═════ Input data ═════

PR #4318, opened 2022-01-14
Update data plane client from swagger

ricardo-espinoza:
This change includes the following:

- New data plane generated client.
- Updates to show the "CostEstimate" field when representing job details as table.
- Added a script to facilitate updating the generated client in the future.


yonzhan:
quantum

═════
═════ Input data ═════

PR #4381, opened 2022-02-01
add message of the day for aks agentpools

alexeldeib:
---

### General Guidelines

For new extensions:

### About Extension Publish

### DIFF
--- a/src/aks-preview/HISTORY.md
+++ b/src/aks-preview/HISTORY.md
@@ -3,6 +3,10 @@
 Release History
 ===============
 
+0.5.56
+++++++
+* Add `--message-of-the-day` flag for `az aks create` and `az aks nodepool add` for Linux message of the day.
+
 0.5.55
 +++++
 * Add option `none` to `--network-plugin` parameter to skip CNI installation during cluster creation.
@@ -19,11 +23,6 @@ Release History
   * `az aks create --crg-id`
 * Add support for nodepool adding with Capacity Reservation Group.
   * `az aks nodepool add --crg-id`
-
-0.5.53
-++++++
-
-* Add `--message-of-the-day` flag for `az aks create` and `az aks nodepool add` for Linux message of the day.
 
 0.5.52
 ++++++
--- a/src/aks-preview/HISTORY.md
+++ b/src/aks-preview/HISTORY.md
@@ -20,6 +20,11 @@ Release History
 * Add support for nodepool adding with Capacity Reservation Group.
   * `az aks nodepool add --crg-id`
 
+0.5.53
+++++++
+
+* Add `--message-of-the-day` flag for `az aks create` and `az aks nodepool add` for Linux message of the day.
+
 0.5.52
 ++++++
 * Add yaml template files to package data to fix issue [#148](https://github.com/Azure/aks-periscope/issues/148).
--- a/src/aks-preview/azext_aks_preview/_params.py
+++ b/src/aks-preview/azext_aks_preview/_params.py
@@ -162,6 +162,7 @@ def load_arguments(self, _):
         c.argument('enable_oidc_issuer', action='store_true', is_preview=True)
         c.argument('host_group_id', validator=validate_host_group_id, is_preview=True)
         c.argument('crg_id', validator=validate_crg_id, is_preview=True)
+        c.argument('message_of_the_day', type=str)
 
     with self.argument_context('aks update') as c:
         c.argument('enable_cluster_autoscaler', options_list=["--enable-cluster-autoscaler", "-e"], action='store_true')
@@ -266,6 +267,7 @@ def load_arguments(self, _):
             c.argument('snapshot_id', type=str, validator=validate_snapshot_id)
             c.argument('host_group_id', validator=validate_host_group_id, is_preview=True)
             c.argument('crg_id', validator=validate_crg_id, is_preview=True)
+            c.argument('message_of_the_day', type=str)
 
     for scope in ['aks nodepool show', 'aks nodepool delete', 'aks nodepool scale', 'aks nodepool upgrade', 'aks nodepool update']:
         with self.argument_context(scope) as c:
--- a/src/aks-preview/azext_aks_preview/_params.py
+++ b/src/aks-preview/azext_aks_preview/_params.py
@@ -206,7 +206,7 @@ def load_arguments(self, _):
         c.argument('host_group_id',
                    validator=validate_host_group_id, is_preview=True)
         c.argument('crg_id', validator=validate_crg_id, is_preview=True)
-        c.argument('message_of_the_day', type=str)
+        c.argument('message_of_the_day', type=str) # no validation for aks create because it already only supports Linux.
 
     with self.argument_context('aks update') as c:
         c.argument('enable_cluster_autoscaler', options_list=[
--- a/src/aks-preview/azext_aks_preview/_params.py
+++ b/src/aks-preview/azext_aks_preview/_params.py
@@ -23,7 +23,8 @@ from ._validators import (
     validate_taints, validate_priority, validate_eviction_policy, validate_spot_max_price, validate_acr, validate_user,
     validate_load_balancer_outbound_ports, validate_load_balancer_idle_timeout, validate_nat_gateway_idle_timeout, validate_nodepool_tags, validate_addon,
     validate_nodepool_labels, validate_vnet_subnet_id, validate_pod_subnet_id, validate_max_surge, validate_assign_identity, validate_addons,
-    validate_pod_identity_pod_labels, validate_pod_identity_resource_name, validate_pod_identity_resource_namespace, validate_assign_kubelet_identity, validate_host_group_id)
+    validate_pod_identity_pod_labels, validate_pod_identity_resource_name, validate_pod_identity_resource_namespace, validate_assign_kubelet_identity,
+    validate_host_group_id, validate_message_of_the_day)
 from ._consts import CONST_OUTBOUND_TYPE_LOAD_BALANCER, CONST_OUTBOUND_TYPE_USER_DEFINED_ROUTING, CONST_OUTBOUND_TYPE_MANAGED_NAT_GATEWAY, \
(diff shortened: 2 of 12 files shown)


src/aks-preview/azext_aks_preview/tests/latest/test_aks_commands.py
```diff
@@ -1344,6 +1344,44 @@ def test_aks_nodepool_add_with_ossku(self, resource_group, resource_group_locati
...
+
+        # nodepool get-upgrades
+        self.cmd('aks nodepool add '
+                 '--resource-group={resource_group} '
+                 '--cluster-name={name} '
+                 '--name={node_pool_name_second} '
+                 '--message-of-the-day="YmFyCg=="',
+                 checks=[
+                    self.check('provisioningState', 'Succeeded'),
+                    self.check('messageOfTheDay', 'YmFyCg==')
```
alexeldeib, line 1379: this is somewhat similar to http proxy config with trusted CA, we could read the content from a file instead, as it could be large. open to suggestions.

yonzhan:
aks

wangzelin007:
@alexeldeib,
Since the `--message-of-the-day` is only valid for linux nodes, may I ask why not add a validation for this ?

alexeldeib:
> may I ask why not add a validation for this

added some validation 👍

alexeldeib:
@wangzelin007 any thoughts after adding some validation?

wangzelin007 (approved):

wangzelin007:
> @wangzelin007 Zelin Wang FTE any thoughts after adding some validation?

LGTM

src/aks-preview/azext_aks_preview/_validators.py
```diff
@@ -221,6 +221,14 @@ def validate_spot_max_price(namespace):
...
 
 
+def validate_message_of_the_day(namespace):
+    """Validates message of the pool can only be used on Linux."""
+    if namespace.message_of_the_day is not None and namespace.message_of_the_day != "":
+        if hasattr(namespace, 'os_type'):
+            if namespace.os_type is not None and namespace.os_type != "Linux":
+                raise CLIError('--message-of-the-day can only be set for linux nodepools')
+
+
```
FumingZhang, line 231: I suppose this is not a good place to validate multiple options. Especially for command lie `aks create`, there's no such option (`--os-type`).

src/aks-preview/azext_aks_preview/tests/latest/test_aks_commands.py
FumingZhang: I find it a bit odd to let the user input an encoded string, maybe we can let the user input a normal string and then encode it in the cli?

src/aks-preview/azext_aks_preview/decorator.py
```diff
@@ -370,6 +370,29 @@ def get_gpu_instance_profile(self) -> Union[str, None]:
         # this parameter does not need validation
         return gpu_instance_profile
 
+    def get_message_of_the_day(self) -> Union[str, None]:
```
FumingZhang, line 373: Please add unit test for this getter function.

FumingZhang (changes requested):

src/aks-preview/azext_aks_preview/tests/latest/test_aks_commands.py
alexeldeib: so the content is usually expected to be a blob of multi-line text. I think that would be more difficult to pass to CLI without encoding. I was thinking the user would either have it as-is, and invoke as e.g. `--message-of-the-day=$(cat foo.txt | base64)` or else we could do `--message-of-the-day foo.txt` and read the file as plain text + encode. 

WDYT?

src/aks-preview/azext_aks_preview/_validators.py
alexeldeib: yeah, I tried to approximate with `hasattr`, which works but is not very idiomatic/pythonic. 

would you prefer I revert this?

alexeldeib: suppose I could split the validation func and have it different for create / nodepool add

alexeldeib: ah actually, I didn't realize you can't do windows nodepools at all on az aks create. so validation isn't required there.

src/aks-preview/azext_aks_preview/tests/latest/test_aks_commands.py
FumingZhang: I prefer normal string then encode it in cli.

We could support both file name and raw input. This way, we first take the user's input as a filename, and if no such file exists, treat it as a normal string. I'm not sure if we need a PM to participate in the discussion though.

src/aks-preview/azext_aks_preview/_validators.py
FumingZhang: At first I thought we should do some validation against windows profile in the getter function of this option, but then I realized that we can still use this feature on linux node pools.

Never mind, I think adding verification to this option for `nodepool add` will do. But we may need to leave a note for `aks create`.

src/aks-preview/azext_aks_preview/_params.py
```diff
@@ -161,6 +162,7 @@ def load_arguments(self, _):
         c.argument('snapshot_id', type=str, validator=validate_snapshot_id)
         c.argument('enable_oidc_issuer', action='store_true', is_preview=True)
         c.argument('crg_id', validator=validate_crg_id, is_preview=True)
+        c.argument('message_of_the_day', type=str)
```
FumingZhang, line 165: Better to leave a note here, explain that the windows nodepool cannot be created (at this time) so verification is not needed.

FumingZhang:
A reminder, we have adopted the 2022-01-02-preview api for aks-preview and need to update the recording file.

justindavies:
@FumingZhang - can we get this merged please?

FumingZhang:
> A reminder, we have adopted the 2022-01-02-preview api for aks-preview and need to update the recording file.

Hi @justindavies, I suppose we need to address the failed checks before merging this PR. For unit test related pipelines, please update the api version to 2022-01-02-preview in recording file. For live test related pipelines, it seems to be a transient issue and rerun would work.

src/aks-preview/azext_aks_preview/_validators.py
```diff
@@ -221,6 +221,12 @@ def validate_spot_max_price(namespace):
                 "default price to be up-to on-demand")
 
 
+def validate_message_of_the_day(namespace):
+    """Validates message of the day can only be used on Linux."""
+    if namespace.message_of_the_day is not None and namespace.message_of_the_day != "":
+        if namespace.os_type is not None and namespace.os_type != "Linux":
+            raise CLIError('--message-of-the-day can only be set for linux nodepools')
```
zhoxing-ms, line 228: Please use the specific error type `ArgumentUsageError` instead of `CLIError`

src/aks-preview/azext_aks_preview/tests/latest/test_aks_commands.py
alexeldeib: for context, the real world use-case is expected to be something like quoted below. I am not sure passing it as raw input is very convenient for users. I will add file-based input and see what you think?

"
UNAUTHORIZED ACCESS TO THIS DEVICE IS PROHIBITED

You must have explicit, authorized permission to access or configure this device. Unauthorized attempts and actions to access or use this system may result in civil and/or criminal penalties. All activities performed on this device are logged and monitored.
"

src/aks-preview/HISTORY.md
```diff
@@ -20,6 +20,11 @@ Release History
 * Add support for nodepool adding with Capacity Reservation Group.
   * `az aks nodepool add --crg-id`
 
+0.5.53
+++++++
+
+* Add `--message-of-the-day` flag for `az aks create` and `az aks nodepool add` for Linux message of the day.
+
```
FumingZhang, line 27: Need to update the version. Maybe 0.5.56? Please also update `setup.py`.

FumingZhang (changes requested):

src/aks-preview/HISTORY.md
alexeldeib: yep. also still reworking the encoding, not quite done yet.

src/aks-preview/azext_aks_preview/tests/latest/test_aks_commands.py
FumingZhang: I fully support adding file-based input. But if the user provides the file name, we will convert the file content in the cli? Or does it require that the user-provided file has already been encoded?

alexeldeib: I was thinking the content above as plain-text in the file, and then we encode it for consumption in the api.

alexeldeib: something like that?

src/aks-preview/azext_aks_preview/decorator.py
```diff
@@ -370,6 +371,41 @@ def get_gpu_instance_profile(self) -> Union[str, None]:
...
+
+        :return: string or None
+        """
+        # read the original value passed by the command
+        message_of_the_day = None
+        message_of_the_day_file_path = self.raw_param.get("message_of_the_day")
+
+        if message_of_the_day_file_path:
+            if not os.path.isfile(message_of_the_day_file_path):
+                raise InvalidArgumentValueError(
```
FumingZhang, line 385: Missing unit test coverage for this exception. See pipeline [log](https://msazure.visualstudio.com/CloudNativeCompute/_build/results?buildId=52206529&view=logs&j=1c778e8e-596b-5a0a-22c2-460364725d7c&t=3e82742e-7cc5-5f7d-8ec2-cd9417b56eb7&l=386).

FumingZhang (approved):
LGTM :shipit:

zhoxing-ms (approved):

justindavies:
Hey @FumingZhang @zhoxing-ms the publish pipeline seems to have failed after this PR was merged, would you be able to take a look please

═════
═════ Input data ═════

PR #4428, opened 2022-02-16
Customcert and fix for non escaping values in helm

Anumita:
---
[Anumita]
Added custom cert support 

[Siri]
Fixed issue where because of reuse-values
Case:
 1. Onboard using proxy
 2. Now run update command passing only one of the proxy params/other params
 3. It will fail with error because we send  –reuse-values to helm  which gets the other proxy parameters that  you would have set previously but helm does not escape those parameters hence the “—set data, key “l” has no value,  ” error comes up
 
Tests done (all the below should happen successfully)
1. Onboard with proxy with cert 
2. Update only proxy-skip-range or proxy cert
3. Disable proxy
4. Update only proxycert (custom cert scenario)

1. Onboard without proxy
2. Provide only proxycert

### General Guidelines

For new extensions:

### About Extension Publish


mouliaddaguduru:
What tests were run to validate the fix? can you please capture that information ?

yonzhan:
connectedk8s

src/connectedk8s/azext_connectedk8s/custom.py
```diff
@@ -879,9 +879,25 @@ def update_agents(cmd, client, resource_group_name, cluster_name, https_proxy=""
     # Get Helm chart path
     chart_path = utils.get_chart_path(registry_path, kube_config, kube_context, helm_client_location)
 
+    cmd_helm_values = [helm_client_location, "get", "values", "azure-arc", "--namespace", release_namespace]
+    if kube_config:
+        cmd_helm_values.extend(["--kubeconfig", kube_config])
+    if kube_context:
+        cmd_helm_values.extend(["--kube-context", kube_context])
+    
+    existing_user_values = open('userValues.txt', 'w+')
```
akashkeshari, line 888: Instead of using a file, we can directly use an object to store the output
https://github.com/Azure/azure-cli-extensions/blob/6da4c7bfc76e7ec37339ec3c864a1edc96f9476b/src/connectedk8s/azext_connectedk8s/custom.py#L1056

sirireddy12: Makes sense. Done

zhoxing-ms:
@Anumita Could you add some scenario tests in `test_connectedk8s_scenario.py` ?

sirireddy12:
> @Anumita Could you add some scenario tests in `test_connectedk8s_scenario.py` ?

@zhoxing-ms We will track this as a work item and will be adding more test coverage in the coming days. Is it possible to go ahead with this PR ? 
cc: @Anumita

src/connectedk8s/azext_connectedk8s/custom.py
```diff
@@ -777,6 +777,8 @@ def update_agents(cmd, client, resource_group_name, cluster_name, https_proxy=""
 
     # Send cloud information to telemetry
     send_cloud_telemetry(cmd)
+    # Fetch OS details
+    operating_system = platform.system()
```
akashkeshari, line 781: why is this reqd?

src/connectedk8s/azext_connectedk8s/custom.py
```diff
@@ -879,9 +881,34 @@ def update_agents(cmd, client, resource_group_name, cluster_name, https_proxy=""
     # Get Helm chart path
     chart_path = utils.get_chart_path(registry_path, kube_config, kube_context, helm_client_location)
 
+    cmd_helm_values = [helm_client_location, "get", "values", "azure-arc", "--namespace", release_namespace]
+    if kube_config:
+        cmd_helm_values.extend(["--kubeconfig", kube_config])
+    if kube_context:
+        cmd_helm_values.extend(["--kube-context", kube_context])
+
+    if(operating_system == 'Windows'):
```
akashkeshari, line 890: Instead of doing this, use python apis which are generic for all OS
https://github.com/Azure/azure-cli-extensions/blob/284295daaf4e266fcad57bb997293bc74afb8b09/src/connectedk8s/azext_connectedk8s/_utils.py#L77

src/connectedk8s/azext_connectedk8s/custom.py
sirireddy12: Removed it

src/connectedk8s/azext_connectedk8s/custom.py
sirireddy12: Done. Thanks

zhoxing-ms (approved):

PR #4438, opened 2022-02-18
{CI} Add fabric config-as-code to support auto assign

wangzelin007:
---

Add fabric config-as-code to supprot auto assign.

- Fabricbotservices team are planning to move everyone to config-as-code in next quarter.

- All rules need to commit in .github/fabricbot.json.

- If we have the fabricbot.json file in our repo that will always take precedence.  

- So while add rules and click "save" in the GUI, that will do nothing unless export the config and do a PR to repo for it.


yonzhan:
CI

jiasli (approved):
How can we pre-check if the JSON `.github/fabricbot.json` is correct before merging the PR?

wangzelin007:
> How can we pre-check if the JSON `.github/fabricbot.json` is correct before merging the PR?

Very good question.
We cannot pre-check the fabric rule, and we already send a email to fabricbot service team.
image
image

═════

* _Problem to work on_
Across the entries, how many lines contain the word "Validates"? State that number and nothing else.

* _Result_
2